On Wed, Feb 27, 2019 at 06:56:10PM +0000, Filipe Manana wrote:
> > > What do you expect by falling back to writeback_inodes_sb()?
> > > It all ends up going through the same btrfs writeback path.
> > > And as I left it, if an error happens for one root, it still tries to
> > > flush writeback for all the remaining roots as well, so I don't get it
> > > why you fallback to writeback_inodes_sb().
> >
> > As I read the changelog, you say that the corruption does not happen
> > with FLUSHONCOMMIT, which does writeback_inodes_sb. Using that would be
> > too heavy, thus you only start the delalloc on snapshotted roots.
> 
> It does not happen with flushoncommit because delalloc is flushed for all 
> roots.
> If flushoncommit (writeback_inodes_sb()) would flush only for roots
> that are about to be snapshotted, the corruption wouldn't happen as
> well.
> 
> >
> > So the idea is to use the same logic of flushoncommit in the unlikely
> > case when btrfs_start_delalloc_snapshot would fail. Only at some
> > performance cost, unless I'm missing something.
> 
> Ok, so I hope the first paragraph above explains why there's no need
> to fallback to the "flush all delalloc for all roots" logic
> (writeback_inodes_sb()).

Yeah, I think I get it now.

> > As for the v2 as you implement it without any error handling, doesn't
> > this allow the corruption to happen? If start_delalloc_inodes has a lot
> > of inodes for which it needs to allocate delalloc_work, the failure is
> > possible. That the list_for_each continues does not affect that
> > particular root.
> 
> Yes, it allows for the corruption to happen, that's why I had the
> error returned in v1.
> 
> writeback_inodes_sb() isn't special in any way - flushing some
> delalloc range can fail the same way, it ends up calling the same
> btrfs writepages() callback. Yes, it doesn't return any error, because
> it's relying on callers either not caring about it, or if they do,
> checking the inode's mapping for an error, which btrfs sets through
> its writepages() callback if any an error happens (by calling
> mapping_set_error()),
> or any other fs specific way of storing/checking for writeback errors.

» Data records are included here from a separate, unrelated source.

PR #88, opened 2020-08-04
cosmosDB model bugfix

AleDore:
This PR contains:
- `getNextVersion` bug fix on versioned models that have partitionKey field different from ModelId field
- A binding error fix on `findAllByQuery` method
- Improvement of `createOrUpdateByNewOne` in order to manage correctly upsert operation
- Some integration tests

### DIFF
--- a/src/utils/cosmosdb_model_versioned.ts
+++ b/src/utils/cosmosdb_model_versioned.ts
@@ -126,11 +126,7 @@ export abstract class CosmosdbModelVersioned<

Ok, so the the error handling needs to stay and there's no simple way
around it.

> If we get an error when flushing the dealloc range from the example in
> the changelog, then the corruption happens, regardless of writeback
> being
> triggered by writeback_inodes_sb() or btrfs_start_delalloc_snapshot().

Thanks for the time discussing that. I'll use code from v1 and the
subject from v2 and add the patch to the queue.